IMF Predicts Deeper Recession and Slower Recovery Due to Virus Impact

IMF Predicts Deeper Recession and Slower Recovery Due to Virus Impact
An empty street is seen near the Lincoln tunnel in Manhattan following the outbreak COVID-19, in New York City, on March 15, 2020. (Reuters/Jeenah Moon/File Photo)
Tom Ozimek
6/24/2020
Updated:
6/24/2020

The CCP virus pandemic is causing wider and deeper damage to economic activity than experts initially predicted, according to the International Monetary Fund, which slashed its 2020 and 2021 global output forecasts further.

“The COVID-19 pandemic has had a more negative impact on activity in the first half of 2020 than anticipated, and the recovery is projected to be more gradual than previously forecast,” the IMF said in its revised economic outlook, released June 24.

The international agency in April predicted global growth to fall by 3 percent this year, basing its forecast on data available as widespread business lockdowns were just getting into full swing. With more data available as to the economic impact of policies meant to curb the spread of the virus, combined with stark unemployment figures and surging uncertainty about the future, the IMF now expects this year’s gross domestic product (GDP) to come in nearly 2 percent lower than previously expected.

“Global output is projected to decline by -4.9 percent in 2020, 1.9 percentage points below our April forecast, followed by a partial recovery, with growth at 5.4 percent in 2021,” wrote IMF Director of the Research Department, Gita Gopinath, in a blog post that accompanied the release of the revised economic outlook.
A logo for the 2017 Annual Meetings is seen inside the International Monetary Fund (IMF) headquarters in Washington, DC, during the 2017 IMF Annual Meetings on Oct. 10, 2017. (Andrew Caballero-Reynolds/AFP/Getty Images)
A logo for the 2017 Annual Meetings is seen inside the International Monetary Fund (IMF) headquarters in Washington, DC, during the 2017 IMF Annual Meetings on Oct. 10, 2017. (Andrew Caballero-Reynolds/AFP/Getty Images)

If the revised outlook materializes, it would leave global GDP in 2021 some 6.5 percentage points lower than in the pre-COVID-19 projections of January 2020.

Advanced economies have been particularly hard-hit, with U.S. output now expected to shrink 8.0 percent and the eurozone 10.2 percent in 2020, both more than 2 percentage points worse than the April forecast, the IMF said in the report (pdf).

Italy and Spain, two of the worst-hit countries in Europe, are expected to see a GDP drop in 2020 of 12.8 percent, the agency noted. Latin American economies, where infections are still rising, saw some of the largest downgrades, with Brazil’s economy now expected to shrink 9.1 percent and Mexico’s 10.5 percent and Argentina’s 9.9 percent in 2020.

While many economies have begun to reopen, the IMF said that the unique characteristics of lockdowns and social distancing have conspired to hit both investment and consumption.

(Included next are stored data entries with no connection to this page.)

PR #536, opened 2021-06-29
fix 534

### LINKED ISSUE #534: import-shadowing shouldn't check current package name
**Describe the bug**
```go
// File: github.com/powerman/go-monolith-example/ms/auth/internal/config/config.go
package config
import "github.com/powerman/go-monolith-example/internal/config"
```
```
ms/auth/internal/config/config.go:11:9: import-shadowing: The name 'config' shadows an import name (revive)
package config
        ^
```

**To Reproduce**
I use revive bundled with golangci-lint 1.41.1.

**Expected behavior**
Within package named "x" we should be able to import/create identifiers with same name "x" - there is no shadowing in this case.

 - OS: Gentoo Linux
 - go version go1.16.5 linux/amd64

chavacava:
Closes #534

### DIFF
--- a/rule/import-shadowing.go
+++ b/rule/import-shadowing.go
@@ -23,7 +23,8 @@ func (r *ImportShadowingRule) Apply(file *lint.File, _ lint.Arguments) []lint.Fa
 
 	fileAst := file.AST
 	walker := importShadowing{
-		importNames: importNames,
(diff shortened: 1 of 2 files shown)


mgechev:
There seems to be a linting error. Aside from that LGTM.

mgechev (approved):

PR #542, opened 2021-07-09
Fix testeability typo

derekperkins:


chavacava:
@derekperkins, thanks for the PR!

PR #548, opened 2021-07-28
add tests on common methods handling

chavacava:
Add tests for the rule `exported` to cover the handling of common methods


mgechev (approved):
Good catch!

PR #554, opened 2021-08-09
range-val-address: fix false positive

### LINKED ISSUE #553: range-val-address false positive
**Describe the bug**
A false positive occurs when we're taking the value of a field on a pointer struct.

**To Reproduce**
This is a valid case, but it will get picked up by the linter:
https://play.golang.org/p/DcTOwoJ5cmZ

bernhardreisenberger:
This PR fixes the false positive detected by archseer. i added a few more tests too.

Closes #553

### DIFF
--- a/rule/range-val-address.go
+++ b/rule/range-val-address.go
@@ -16,11 +16,13 @@ func (r *RangeValAddress) Apply(file *lint.File, _ lint.Arguments) []lint.Failur
 	var failures []lint.Failure
 
 	walker := rangeValAddress{
+		file: file,
 		onFailure: func(failure lint.Failure) {
 			failures = append(failures, failure)
 		},
 	}
 
+	file.Pkg.TypeCheck()
 	ast.Walk(walker, file.AST)
 
 	return failures
@@ -32,6 +34,7 @@ func (r *RangeValAddress) Name() string {
 }
 
 type rangeValAddress struct {
+	file      *lint.File
 	onFailure func(lint.Failure)
 }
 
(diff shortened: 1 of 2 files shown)


archseer (approved):

archseer:
Thanks for the quick fix! This looks good to me.

chavacava:
Hi @bernhardreisenberger, thanks for the bug fix (and sorry for the late response)

Testing the fix against Kubernetes code base (`kubernetes/vendor/...`) raised a nil pointer dereference:
```
panic: runtime error: invalid memory address or nil pointer dereference
[signal SIGSEGV: segmentation violation code=0x1 addr=0x18 pc=0x6bbcd2]

goroutine 2022 [running]:
github.com/mgechev/revive/rule.rangeValAddress.Visit(0xc009fe3400, 0xc00a2ff1d0, 0x7d1f60, 0xc009fc5db0, 0x7ceec0, 0xc00b8fd510)
	/workspaces/revive/rule/range-val-address.go:56 +0x72
```

https://github.com/bernhardreisenberger/revive/blob/4f55759aa2d003b1efc1c58623ed2fd0f616bbb3/rule/range-val-address.go#L53-L56
```go
	t := w.file.Pkg.TypeOf(value)

	ast.Walk(rangeBodyVisitor{
		valueIsStarExpr: strings.HasPrefix(t.String(), "*"),
```

It seems that `t` is `nil` in some cases thus `t.String()` fails. The origin of this problem might be that `file.Pkg.TypeCheck()` is returning an error but we do not check for it.

nit: the README.md need to be updated to indicate that the rule is _typed_

PR #605, opened 2023-03-01
#53752 new endpoint to download document from documenten api plugin

Klaas-Ritense:


zgw/documenten-api/src/main/kotlin/com/ritense/documentenapi/DocumentenApiPlugin.kt
```diff
@@ -121,6 +124,46 @@ class DocumentenApiPlugin(
...
+    @PluginAction(
+        key = "download-document",
+        title = "Download document",
+        description = "Download a document from the Documenten API and store it as a temporary document",
+        activityTypes = [ActivityType.SERVICE_TASK_START]
+    )
+    fun downloadInformatieObject(
+        execution: DelegateExecution,
+    ): String {
+        val documentUrl = URI(execution.getVariable(DOCUMENT_URL_PROCESS_VAR) as String)
```
marijnritense, line 136: We know part of this as well from the `url` property that is a part of this plugin. Does it make sense to validate the value of the process variable is a match with this?

Klaas-Ritense: I've added some validation

marijnritense (approved):

PR #612, opened 2023-03-06
Task forms cannot be prefilled in case of multiple processes with the same variable name

marijnritense:
Made prefillTaskVariables actually fill using process variables as well.
Removed prefilling using all processes when a task ID is present.

### DIFF
--- a/form-flow-valtimo/src/main/kotlin/com/ritense/valtimo/formflow/handler/FormFlowStepTypeFormHandler.kt
+++ b/form-flow-valtimo/src/main/kotlin/com/ritense/valtimo/formflow/handler/FormFlowStepTypeFormHandler.kt
@@ -70,7 +70,10 @@ class FormFlowStepTypeFormHandler(
         val document = documentService.get(documentId)
         val documentContent = document.content().asJson() as ObjectNode
 
-        camundaFormAssociationService.prefillProcessVariables(formDefinition, document)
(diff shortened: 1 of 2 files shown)


form-flow-valtimo/src/main/kotlin/com/ritense/valtimo/formflow/handler/FormFlowStepTypeFormHandler.kt
```diff
@@ -70,7 +70,10 @@ class FormFlowStepTypeFormHandler(
         val document = documentService.get(documentId)
         val documentContent = document.content().asJson() as ObjectNode
 
-        camundaFormAssociationService.prefillProcessVariables(formDefinition, document)
+        if (taskInstanceId == null) {
```
Klaas-Ritense, line 73: I just did some testing: A user task form IO isn't being prefilled with 'regular' process variables

marijnritense: What are "regular" process variables?

Klaas-Ritense: never mind, it does seem to work

Klaas-Ritense (approved):

PR #613, opened 2023-03-06
Rename verzoek mapping

ivo-ritense:


zgw/verzoek/src/main/kotlin/com/ritense/verzoek/VerzoekPlugin.kt
```diff
@@ -57,10 +57,10 @@ class VerzoekPlugin(
             .filter { it.copyStrategy == CopyStrategy.SPECIFIED }
             .forEach { property ->
                 property.mapping?.forEach {
-                    if (!it.key.startsWith("doc:")) {
-                        throw IllegalArgumentException("Failed to set mapping. Unknown prefix '${it.key.substringBefore(":")}:'.")
+                    if (!it.target.startsWith("doc:")) {
+                        throw IllegalArgumentException("Failed to set mapping. Unknown prefix '${it.target.substringBefore(":")}:'.")
```
Klaas-Ritense, line 61: Now that you're here anyway :), could you change this to an exception that is visible in the FE?

Because right now, it shows a 500 error without any message in FE

Klaas-Ritense (approved):

PR #633, opened 2023-03-13
#50264 Catalogi API - new endpoint for retrieving Besluittypes

Klaas-Ritense:


zgw/catalogi-api/src/main/kotlin/com/ritense/catalogiapi/CatalogiApiPlugin.kt
```diff
@@ -140,6 +142,27 @@ class CatalogiApiPlugin(
...
     }
 
+    fun getBesluitTypes(zaakTypeUrl: URI): List<Besluittype> {
+        var currentPage = 1
+        var currentResults: Page<Besluittype>?
+        val results = mutableListOf<Besluittype>()
+
+        do {
+            logger.debug { "Getting page of besluit types, page $currentPage for zaaktype $zaakTypeUrl" }
+            currentResults = client.getBesluittypen(
```
marijnritense, line 152: It's `getBesluittypen` here and the method we're in is `getBesluitTypes`. Which of the two is correct?

marijnritense (approved):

“In most recessions, consumers dig into their savings or rely on social safety nets and family support to smooth spending, and consumption is affected relatively less than investment. But this time, consumption and services output have also dropped markedly,” the agency noted in the report.

Exacerbating the steep decline in economic activity was what the IMF described as “a catastrophic hit to the global labor market.”

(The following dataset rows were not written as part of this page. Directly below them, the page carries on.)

PR #659, opened 2023-03-31
Bugfix: /candidate-users doesn't reutnr all users

Klaas-Ritense:
Root cause: the query-param `max` is by default 100

### DIFF
--- a/keycloak-iam/src/main/java/com/valtimo/keycloak/service/KeycloakUserManagementService.java
+++ b/keycloak-iam/src/main/java/com/valtimo/keycloak/service/KeycloakUserManagementService.java
@@ -23,6 +23,14 @@ import com.ritense.valtimo.contract.authentication.model.SearchByUserGroupsCrite
 import com.ritense.valtimo.contract.authentication.model.ValtimoUser;
 import com.ritense.valtimo.contract.authentication.model.ValtimoUserBuilder;
 import com.ritense.valtimo.contract.utils.SecurityUtils;
+import org.keycloak.representations.idm.RoleRepresentation;
+import org.keycloak.representations.idm.UserRepresentation;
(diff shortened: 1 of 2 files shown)


keycloak-iam/src/main/java/com/valtimo/keycloak/service/KeycloakUserManagementService.java
```diff
@@ -23,24 +23,27 @@
...
-import org.slf4j.Logger;
-import org.slf4j.LoggerFactory;
-import org.springframework.data.domain.Page;
-import org.springframework.data.domain.Pageable;
+
 import static com.ritense.valtimo.contract.Constants.SYSTEM_ACCOUNT;
 
 public class KeycloakUserManagementService implements UserManagementService {
     private static final Logger logger = LoggerFactory.getLogger(KeycloakUserManagementService.class);
+    protected static final int MAX_USERS = 1000;
```
theo-ritense, line 46: Isn't this just stretching the problem? @Klaas-Ritense already noticed the current situation was very slow. This will cause it to reach loadbalancer-time-limits.

theo-ritense (dismissed):
Accepted because of the importance, but we need a long term fix.

keycloak-iam/src/main/java/com/valtimo/keycloak/service/KeycloakUserManagementService.java
Klaas-Ritense: I've changed it. 
For the user list on the case page, it now no longer retrieves the roles for every user. 
For the user list in a user-task, it still retrieves the roles for every user, but it now does it for all users in parallel, by using `parallelStream()`

theo-ritense (approved):

PR #662, opened 2023-04-04
Feature/50056 api endpoint for retrieving process link candidates

luis-soares-ritense:


process-link/src/main/kotlin/com/ritense/processlink/domain/SupportedProcessLinkType.kt
```diff
@@ -0,0 +1,23 @@
...
+ *  distributed under the License is distributed on an "AS IS" basis,
+ *  WITHOUT WARRANTIES OR CONDITIONS OF ANY KIND, either express or implied.
+ *  See the License for the specific language governing permissions and
+ *  limitations under the License.
+ *
+ */
+
+package com.ritense.processlink.domain
+
+interface SupportedProcessLinkType {
```
theo-ritense, line 20: Please postfix this interface name and it's implementations with Handler. Otherwise, it's as if they are types of itself.

PR #668, opened 2023-04-12
#61006 support prefilled forms when using process links

Klaas-Ritense:
Changes:
- Moved `FormProcessLink` stuff out of deprecated module `form-link`
- Moved all functions in `SubmissionTransformerService` out of deprecated module `form-link` to new `PrefillFormService`
- Moved all prefill functions in `CamundaFormAssociationService` out of deprecated module `form-link` to new `PrefillFormService`
- Create `FormProcessLinkTaskProvider`


form/src/main/kotlin/com/ritense/form/domain/FormTaskOpenResultProperties.kt
```diff
@@ -0,0 +1,25 @@
...
+ */
+
+package com.ritense.form.domain
+
+import com.fasterxml.jackson.databind.JsonNode
+import java.util.UUID
+
+data class FormTaskOpenResultProperties(
+    val formDefinitionId: UUID,
+    val prefilledForm: JsonNode,
```
theo-ritense, line 24: We might also want to use this class for returning a form for start-events, where prefilling will not be done. Also, a prefilled form is still just a form-definition. 

rename to `formDefinition` ?

form-link/src/main/kotlin/com/ritense/formlink/repository/FormProcessLinkRepository.kt
```diff
@@ -16,7 +16,7 @@
 
 package com.ritense.formlink.repository
 
-import com.ritense.formlink.domain.FormProcessLink
+import com.ritense.form.domain.FormProcessLink
```
theo-ritense, line 19: Is this still used? I can't find any usage. And if it's used, shouldn't this be part of the `form` module?

Klaas-Ritense: It was unused so I removed it

theo-ritense (approved):

PR #676, opened 2023-04-17
Check for prefill property on prefilling form fields.

theo-ritense:


form-link/src/main/kotlin/com/ritense/formlink/domain/impl/submission/formfield/UploadField.kt
Klaas-Ritense, line 1: Lets first test it on dev

theo-ritense: Good idea.

PR #678, opened 2023-04-18
59998: Processlink autodeployment

theo-ritense:


Klaas-Ritense (approved):
lgtm.
Would be nice if we convert all te plugin-actions in the `/app/gzac/ApplicationReadyEventListener` to a json config file

theo-ritense:
@Klaas-Ritense We can't (yet), as the plugin-processlinks need a reference to a plugin configuration.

According to the International Labour Organization, the global decline in work hours in the first quarter of 2020 compared to fourth quarter of 2019 was equivalent to the loss of 130 million full-time jobs.

The severe hit to labor markets was caused primarily by virus-related containment measures, the organization stated, adding that the impact on joblessness in the second quarter of 2020 is likely to be equivalent to a loss of 305 million full-time jobs.

The agency noted that the negative economic impact of the pandemic had the biggest negative impact on low-income households, adding that it threatens to wipe out “the significant progress made in reducing extreme poverty in the world since the 1990s.”

The IMF said that more policy actions from governments and central banks would be needed to support jobs and businesses to limit further damage and set the stage for recovery. It also said that a major new outbreak in 2021 could shrink the year’s growth to a barely perceptible 0.5 percent and urged action to build resilience against a subsequent virus surge.

“The global community must act now to avoid a repeat of this catastrophe by building global stockpiles of essential supplies and protective equipment, funding research and supporting public health systems, and putting in place effective modalities for delivering relief to the neediest,” the agency wrote in the report.